= Yeb Saño =

Filipino former chief climate negotiator, climate justice advocate

Naderev "Yeb" Madla Saño (born 1974) is a Filipino environmentalist, climate diplomat, and climate justice activist. He gained international prominence as the chief negotiator for the Philippines in the United Nations Framework Convention on Climate Change (UNFCCC), where his emotional pleas and advocacy for a "loss and damage" mechanism during UN climate summits captured global attention. In 2013, he was named one of the "Ten People Who Mattered in Science" by the journal Nature for his high-profile efforts to demand global action on climate change.

== Early Career and Government Service==

Before entering government service, Saño spent many years as a community organizer in the Philippines' countryside, working with climate vulnerable communities. He worked extensively on disaster risk reduction and climate adaptation projects. He later joined the Philippine government, serving as a pioneer Commissioner for the Climate Change Commission and the country's chief climate negotiator.

== UNFCCC Climate Negotiations ==

Saño's tenure as a climate negotiator was marked by his passionate advocacy for vulnerable nations experiencing the immediate impacts of extreme weather events.
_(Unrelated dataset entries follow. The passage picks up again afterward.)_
PR #183, opened 2018-11-02
Implement more reliable flow for biometric

mykola-mokhnach:
The original idea is borrowed from https://github.com/wix/AppleSimulatorUtils/blob/master/applesimutils/applesimutils/main.m


lib/simulator-xcode-9.js
```diff
@@ -291,55 +282,61 @@ class SimulatorXcode9 extends SimulatorXcode8 {
...
+   * @override
    */
-  getBiometric (biometricName) {
-    const {BIOMETRICS} = SimulatorXcode9;
-    if (!BIOMETRICS[biometricName]) {
-      throw new Error(`${biometricName} is not a valid biometric. Use one of: ${JSON.stringify(_.keys(BIOMETRICS))}`);
+  async isBiometricEnrolled () {
+    const {stdout} = await spawn(this.udid, [
+      'notifyutil',
+      '-g', ENROLLMENT_NOTIFICATION_RECEIVER
```
KazuCocoa: [nits]
What about adding `-v` to show a log with timestamp, key, etc?

lib/simulator-xcode-8.js
```diff
@@ -210,13 +210,61 @@ class SimulatorXcode8 extends SimulatorXcode7 {
...
+
+  /**
+   * @inheritdoc
+   * @override
+   */
+  async isBiometricEnrolled () {
+    const output = await this.executeUIClientScript(`
+      tell application "System Events"
+        tell process "Simulator"
+          set dstMenuItem to menu item "Toggle Enrolled State" of menu 1 of menu item "Touch ID" of menu 1 of menu bar item "Hardware" of menu bar 1
```
dpgraham: ~~Are we able to do the same thing for `Face Id`?~~

dpgraham: Nvm, just remembered that `face id` doesn't apply to this xcode version.

lib/simulator-xcode-9.js
```diff
@@ -291,55 +282,61 @@ class SimulatorXcode9 extends SimulatorXcode8 {
...
-        end tell
-      end tell
-    `);
+  async sendBiometricMatch (shouldMatch = true, biometricName = 'touchId') {
+    const domainComponent = toBiometricDomainComponent(biometricName);
+    const domain = `com.apple.BiometricKit_Sim.${domainComponent}.${shouldMatch ? '' : 'no'}match`;
+    await spawn(this.udid, [
+      'notifyutil',
+      '-p', domain
+    ]);
```
dpgraham: Good find. This makes me feel a lot better than using AppleScript.

PR #198, opened 2019-02-05
Add ability to change log prefix depending on platform

imurchie:
Updating logging so the prefix is changed depending on the platform. This will not work if there are multiple simulators of different platforms (since the logger is shared) but that bridge can be crossed if/when it is reached.

Logs become like:
```
info tvOSSim Constructing tvOS simulator for Xcode version 9.4.1 with udid 'C2DEBF4F-D7D4-4A3F-8A31-13E86B505B1B'
info iOSSim Constructing iOS simulator for Xcode version 9.4.1 with udid '697D0C48-A7E6-4BBC-9112-015BE58D9432'
info watchOSSim Constructing watchOS simulator for Xcode version 9.4.1 with udid '861897A6-9E93-4423-9D5E-8D9FCDD84611'
```

### DIFF
--- a/lib/simulator-xcode-6.js
+++ b/lib/simulator-xcode-6.js
@@ -43,6 +43,7 @@ class SimulatorXcode6 extends EventEmitter {
    */
   constructor (udid, xcodeVersion) {
     super();
+
     this.udid = String(udid);
     this.xcodeVersion = xcodeVersion;
 
--- a/lib/utils.js
+++ b/lib/utils.js
@@ -162,14 +162,10 @@ async function getSimulatorInfo (udid) {
   // see the README for github.com/appium/node-simctl for example output of getDevices()
   let devices = await getDevices();
 
-  devices = _.toPairs(devices).map((pair) => {
-    return pair[1];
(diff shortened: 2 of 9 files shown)


lib/simulator-xcode-6.js
```diff
@@ -43,6 +43,7 @@ class SimulatorXcode6 extends EventEmitter {
    */
   constructor (udid, xcodeVersion) {
     super();
+
```
KazuCocoa: new empty line?

lib/utils.js
```diff
@@ -167,11 +167,15 @@ async function simExists (udid) {
   }).reduce((a, b) => {
     return a.concat(b);
```
mykola-mokhnach: these returns are redundant

mykola-mokhnach: reduce can be replaced with flatMap

imurchie: I'd rather not have to mess with polyfills to get functionality we can already get from existing functions.

mykola-mokhnach: I mean lodash's flatMap

PR #227, opened 2019-06-17
Update headless logic

mykola-mokhnach:
Addresses https://github.com/appium/appium/issues/12765

### DIFF
--- a/lib/simulator-xcode-9.js
+++ b/lib/simulator-xcode-9.js
@@ -86,43 +86,52 @@ class SimulatorXcode9 extends SimulatorXcode8 {
         log.warn(`'xcrun simctl boot ${this.udid}' command has returned non-zero code. The problem was: ${err.stderr}`);
       }
     };
-    const waitForShutdown = async () => {
+    const waitForShutdown = async (waitMs = SIMULATOR_SHUTDOWN_TIMEOUT) => {
       try {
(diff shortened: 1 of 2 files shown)


lib/simulator-xcode-9.js
```diff
@@ -86,43 +86,52 @@ class SimulatorXcode9 extends SimulatorXcode8 {
...
-        }, {waitMs: SIMULATOR_SHUTDOWN_TIMEOUT, intervalMs: 500});
+        }, {waitMs, intervalMs: 500});
       } catch (err) {
-        throw new Error(`Simulator is not in 'Shutdown' state after ${SIMULATOR_SHUTDOWN_TIMEOUT}ms`);
+        throw new Error(`Simulator is not in 'Shutdown' state after ${waitMs}ms`);
       }
     };
     let shouldWaitForBoot = true;
     const startTime = process.hrtime();
     await startupLock.acquire(this.uiClientBundleId, async () => {
```
imurchie: `acquire` returns whatever the callback returns, so this can become `const shouldWaitForBoot = await startupLock.acquire(this.uiClientBundleId, async () => {` and then return a boolean rather than setting the boolean and returning.

mykola-mokhnach: thanks, changed

PR #234, opened 2019-08-05
Fix geolocation coordinates format

lamkovod:
Number formatting depends on System preferences and Locale.
Issues occurs if user is using commas as decimal separator.
As string formatting should fix this problem.


jlipps:
published in 3.12.2

PR #235, opened 2019-08-12
fix: get tests to run on xcode 11 in Travis

imurchie:
This started as just a simple addition of Xcode 11 into the build, but that failed. So...

1. Override `getLaunchDaemonsRoot` for Xcode 11 since the directory structure has changed from `[...]/Platforms/iPhoneOS.platform/Developer/Library/CoreSimulator/[...]` to `[...]/Platforms/iPhoneOS.platform/Library/Developer/CoreSimulator/[...]`. _Thanks Apple._
1. Run permissions tests in Travis, since they did not work anywhere. This involved installing the Wix tooling, and adding a function to set a single permission (which seemed to be the idea behind what was written in the test). I also inverted the arguments to some functions so they are all the same.

### DIFF
--- a/lib/simulator-xcode-6.js
+++ b/lib/simulator-xcode-6.js
@@ -1125,6 +1125,11 @@ class SimulatorXcode6 extends EventEmitter {
 
   //endregion
 
+
+  async setPermission (bundleId, permission, value) {
+    await this.setPermissions(bundleId, {[permission]: value});
+  }
+
   /**
    * Sets the permissions for the particular application bundle.
    *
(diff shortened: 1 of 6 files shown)


lib/simulator-xcode-6.js
```diff
@@ -1125,6 +1125,11 @@ class SimulatorXcode6 extends EventEmitter {
 
   //endregion
 
+
+  async setPermission (bundleId, permission, value) {
```
mykola-mokhnach: please add docstring

PR #240, opened 2019-08-27
feat: add function to set global (device-level) safari settings

imurchie:
This can speed things up since the sim does not need to have been run, nor does Safari need to have loaded, to set properties on it.

This is a step toward getting https://github.com/appium/appium/issues/13069 to work.


mykola-mokhnach:
Can we have a test for this method?

PR #242, opened 2019-08-30
feat: get user installed bundleids by bundlename

KazuCocoa:
https://github.com/appium/appium-xcuitest-driver/pull/1052#discussion_r319355030

In like below path has user installed `.app`. This method read Info.plist in the `.app` and returns a list of bundle ids which has provide bundle name.
```
/Users/kazu/Library/Developer/CoreSimulator/Devices/E9245A58-B499-4B76-8FB1-7FA1342F3085/data/Containers/Bundle/Application/210A3413-B313-443A-A5EC-CB6CF1C5E84F/
```

### DIFF
--- a/lib/simulator-xcode-6.js
+++ b/lib/simulator-xcode-6.js
@@ -188,12 +188,18 @@ class SimulatorXcode6 extends EventEmitter {
   /**
    * Returns user installed bundle ids which has 'bundleName' in their Info.Plist as 'CFBundleName'
    * @param {string} bundleId - The bundle id of the application to be checked.
+   * @return {array<string>} - The list of bundle ids which have 'bundleName'
    */
   async getUserInstalledBundleIdsByBundleName (bundleName) {
-    const rootUserAppDir = await this.buildBundlePathMap('Bundle');
+    const rootUserAppDir = await this.buildBundlePathMap('Bundl');
     const bundleIds = [];
     for (const [key, value] of Object.entries(rootUserAppDir)) {
       const infoPlist = await plist.parsePlistFile(
+        // var path = require('path');
+        // var EXTENSION = '.txt';
+        // var targetFiles = files.filter(function(file) {
+        //     return path.extname(file).toLowerCase() === EXTENSION;
+        // });
         path.resolve(`${await fs.glob(`${value}/*.app`)}`, 'Info.plist'), false);
       if (infoPlist.CFBundleName === bundleName) {
         bundleIds.push(key);
@@ -261,6 +267,11 @@ class SimulatorXcode6 extends EventEmitter {
         let bundleId = await readBundleId(dir);
         return {path: dir, bundleId};
       };
+    }
+
+    if (fs.exists(applicationList)) {
+      log.warn(`No directory path '${applicationList}'`);
+      return {};
     }
 
     let bundlePathDirs = await fs.readdir(applicationList);
--- a/lib/simulator-xcode-6.js
+++ b/lib/simulator-xcode-6.js
@@ -210,7 +210,7 @@ class SimulatorXcode6 extends EventEmitter {
           bundleIds.push(bundleId);
         }
       } catch (err) {
-        log.warn(`Failed to read plist ${infoPlistPath}. Original error" '${err.message}'`);
+        log.warn(`Failed to read plist ${infoPlistPath}. Original error '${err.message}'`);
         continue;
       }
     }
--- a/lib/simulator-xcode-6.js
+++ b/lib/simulator-xcode-6.js
@@ -2,7 +2,7 @@ import path from 'path';
 import * as simctl from 'node-simctl';
 import { default as xcode, getPath as getXcodePath } from 'appium-xcode';
 import log from './logger';
-import { fs, tempDir, mkdirp } from 'appium-support';
+import { fs, tempDir, mkdirp, plist } from 'appium-support';
 import B from 'bluebird';
 import _ from 'lodash';
 import AsyncLock from 'async-lock';
@@ -15,7 +15,6 @@ import extensions from './extensions/index';
 import { EventEmitter } from 'events';
 import Calendar from './calendar';
 import Permissions from './permissions';
-import { plist } from 'appium-support';
 
 
 const STARTUP_TIMEOUT = 60 * 1000;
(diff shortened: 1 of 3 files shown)


lib/simulator-xcode-6.js
```diff
@@ -185,6 +185,24 @@ class SimulatorXcode6 extends EventEmitter {
     return appDirs.length !== 0;
   }
 
+  /**
+   * Returns user installed bundle ids which has 'bundleName' in their Info.Plist as 'CFBundleName'
+   * @param {string} bundleId - The bundle id of the application to be checked.
```
mykola-mokhnach: missing return param description

lib/simulator-xcode-6.js
```diff
@@ -185,6 +185,24 @@ class SimulatorXcode6 extends EventEmitter {
...
+   */
+  async getUserInstalledBundleIdsByBundleName (bundleName) {
+    const rootUserAppDir = await this.buildBundlePathMap('Bundle');
+    const bundleIds = [];
+    for (const [key, value] of Object.entries(rootUserAppDir)) {
+      const infoPlist = await plist.parsePlistFile(
+        path.resolve(`${await fs.glob(`${value}/*.app`)}`, 'Info.plist'), false);
```
mykola-mokhnach: does fs.glob always result into something?

lib/simulator-xcode-6.js
```diff
@@ -185,6 +185,24 @@ class SimulatorXcode6 extends EventEmitter {
     return appDirs.length !== 0;
   }
 
+  /**
+   * Returns user installed bundle ids which has 'bundleName' in their Info.Plist as 'CFBundleName'
+   * @param {string} bundleId - The bundle id of the application to be checked.
+   */
+  async getUserInstalledBundleIdsByBundleName (bundleName) {
+    const rootUserAppDir = await this.buildBundlePathMap('Bundle');
```
mykola-mokhnach: is the var always defined?

lib/simulator-xcode-6.js
```diff
@@ -185,6 +185,24 @@ class SimulatorXcode6 extends EventEmitter {
     return appDirs.length !== 0;
   }
 
+  /**
+   * Returns user installed bundle ids which has 'bundleName' in their Info.Plist as 'CFBundleName'
+   * @param {string} bundleId - The bundle id of the application to be checked.
+   */
+  async getUserInstalledBundleIdsByBundleName (bundleName) {
```
mykola-mokhnach: can we have a test for this method?

lib/simulator-xcode-6.js
KazuCocoa: Yes. I checked some simulator instances. They had below structure when they had apps installed by us.
```
.../Bundle/Application/210A3413-B313-443A-A5EC-CB6CF1C5E84F/IntegrationApp.app/Info.plist (etc)
.../Bundle/Application/210A3413-B313-443A-A5EC-CB6CF1C5E84F/BundleMetadata.plist
```

imurchie:
On a sim that exists but has never been run, this causes:
```
dbug iOSSim Building bundle path map
(node:9664) UnhandledPromiseRejectionWarning: Error: ENOENT: no such file or directory, scandir '/Users/isaac/Library/Developer/CoreSimulator/Devices/58E187EA-39D9-40A6-87FE-9B17BCEB5304/data/Containers/Bundle/Application'
(node:9664) UnhandledPromiseRejectionWarning: Unhandled promise rejection. This error originated either by throwing inside of an async function without a catch block, or by rejecting a promise which was not handled with .catch(). (rejection id: 1)
(node:9664) [DEP0018] DeprecationWarning: Unhandled promise rejections are deprecated. In the future, promise rejections that are not handled will terminate the Node.js process with a non-zero exit code.
```

lib/simulator-xcode-6.js
```diff
@@ -185,6 +185,24 @@ class SimulatorXcode6 extends EventEmitter {
...
+    const rootUserAppDir = await this.buildBundlePathMap('Bundle');
+    const bundleIds = [];
+    for (const [key, value] of Object.entries(rootUserAppDir)) {
```
imurchie: Could better be `const [bundleId, filePath]` or something.

lib/simulator-xcode-6.js
KazuCocoa: Yes, I'm adding a case in simulator-e2e-specs

KazuCocoa:
ah, thanks

lib/simulator-xcode-6.js
imurchie: Not a big fan of using the default stringification of a single-entry array. It works for now, but it may not hold that only one `.app` will exist in the directory.

KazuCocoa:
A simulator has no `Containers` before launching it. So, maybe need to handle the case.

test/functional/simulator-e2e-specs.js
```diff
@@ -530,6 +530,41 @@ function runTests (deviceType) {
       });
     });
   });
+
+  describe('getUserInstalledBundleIdsByBundleName', function () {
```
imurchie: Does this _need_ a new sim? If not, it would be better to put it in the 'advanced features' section (https://github.com/appium/appium-ios-simulator/blob/master/test/functional/simulator-e2e-specs.js#L336). Otherwise this suite just gets longer and longer (especially on iOS 13, where sim startup is ridiculously slow).

lib/simulator-xcode-6.js
```diff
@@ -185,6 +185,34 @@ class SimulatorXcode6 extends EventEmitter {
...
+  async getUserInstalledBundleIdsByBundleName (bundleName) {
+    const rootUserAppDir = await this.buildBundlePathMap('Bundle');
+    const bundleIds = [];
+    if (_.isEmpty(rootUserAppDir)) {
+      return bundleIds;
+    }
+
+    for (const [bundleId, userAppDirPath] of Object.entries(rootUserAppDir)) {
+      const appFile = (await fs.readdir(userAppDirPath)).find(
+        (file) => path.extname(file).toLowerCase() === '.app');
```
mykola-mokhnach: I personally find it more readable if the starting point is moved to the next line, for example

```
const r = arr.map(...)
  .filter(...)
  .find(...)
```

lib/simulator-xcode-6.js
```diff
@@ -185,6 +185,34 @@ class SimulatorXcode6 extends EventEmitter {
     return appDirs.length !== 0;
   }
 
+  /**
+   * Returns user installed bundle ids which has 'bundleName' in their Info.Plist as 'CFBundleName'
+   * @param {string} bundleId - The bundle id of the application to be checked.
+   * @return {array<string>} - The list of bundle ids which have 'bundleName'
+   */
+  async getUserInstalledBundleIdsByBundleName (bundleName) {
```
mykola-mokhnach: the name of this method and parameter types should match with the one we use for the real device in XCUITest driver, so we could polymorph them

test/functional/simulator-e2e-specs.js
KazuCocoa: Yeah, agree.
I need a simulator created but before launching since we could not find a case, `buildBundlePathMap` raise an error, in current test cases. Let me add the case in existing place.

He was responsible for negotiating on the issues on climate finance, mitigation, loss and damage, and just transition.

== COP18 (Doha)==

At the 2012 UN Climate Change Conference (COP18) in Doha, Qatar, Saño first drew international media attention. As Typhoon Bopha (locally known as Pablo) wreaked havoc on the southern Philippines, an emotional Saño addressed the plenary in tears, pleading with delegates to take meaningful action to halt global warming and prevent future disasters.

== COP19 (Warsaw) and the 14-Day Fast ==

One year later, immediately before the 2013 COP19 summit in Warsaw, Poland, the Philippines was struck by Super Typhoon Haiyan (Yolanda), one of the most powerful tropical cyclones ever recorded. Saño delivered a landmark speech to the UN plenary that moved many delegates to tears. He challenged climate change deniers and declared, "It is time to stop this madness. Right here in Warsaw".
In solidarity with the victims of the typhoon, Saño announced a voluntary hunger strike, fasting for 14 days until "meaningful outcomes" were reached, particularly regarding climate finance and the institutionalization of the loss and damage mechanism. His protest catalyzed the "Fast for the Climate" movement, leading global civil society members to fast in solidarity with the Philippines and demand political sanity amidst global inaction.

== Exclusion from Lima COP20 and Glasgow COP26 Absence ==

Despite his global profile, Saño's outspoken stance made him a polarizing figure in diplomatic circles. In December 2014, he was controversially dropped from the Philippine delegation for the COP20 talks in Lima, Peru. Years later, he was notably absent from the COP26 summit in Glasgow in 2021, citing the deep inequities of the COVID-19 pandemic and vaccine distribution that physically excluded many Global South activists from participating.

== Activism and The People's Pilgrimage ==

In April 2015, Saño officially resigned from his position as a climate negotiator to transition fully into civil society advocacy. He became known for leading long-distance "climate walks" to raise awareness. In 2014, together with other climate advocates, he completed a 1,000-kilometer walk from Kilometer Zero in Manila to "Ground Zero" in Tacloban to commemorate the anniversary of Typhoon Haiyan. In 2015, he spearheaded The People's Pilgrimage, a massive 1,500-kilometer trek from Rome to Paris ahead of the signing of the Paris Agreement at COP21. In 2018, he led the Climate Pilgrimage covering six countries from Rome, Italy to Katowice, Poland.

== Leadership Roles ==

Saño has held several prominent leadership positions in the international environmental sector:
Greenpeace Southeast Asia - He was appointed Executive Director, where he led regional campaigns focusing on climate justice, plastic pollution, and holding fossil fuel companies accountable.
Laudato Si' Movement - Saño serves as a founding member and Chair of the Board of the global Catholic movement for ecological justice. On October 1, 2025, he notably served as a keynote speaker and opened the "Raising Hope on Climate Change" Conference in Castel Gandolfo, an event headlined by Pope Leo XIV.
Human Rights and Climate Justice - Saño's advocacy has been heavily cited in human rights circles, including submissions to the Commission on Human Rights of the Philippines' landmark National Inquiry on Climate Change (NICC).

== In Media and Academia ==

Saño's climate diplomacy and activism have been the subject of academic analysis regarding the emotional dimensions of climate diplomacy. He has written forewords for environmental literature [13], and his advocacy has been featured in various documentary films and video features.